## DESCRIPTION OF THE TASK
As the answer, give a copy of each line below that includes the word "https".

Start of RECORDS TO USE

PR #60, opened 2019-08-16
Symfony Configuration

tomasfejfar:
Ref.: https://github.com/phpstan/phpstan/issues/844


tomasfejfar:
@lookyman could you help me a little with how it's supposed to work? I thought that I add expressions and it checks that they are what I expect they are. But unless I do what's in 8941637 it fails with "true is not false" (i.e. the $run equals false) :(

ondrejmirtes:
Superseded by https://github.com/phpstan/phpstan-symfony/pull/126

End of RECORDS TO USE

## EXERCISE SOLUTION
Ref.: https://github.com/phpstan/phpstan/issues/844
Superseded by https://github.com/phpstan/phpstan-symfony/pull/126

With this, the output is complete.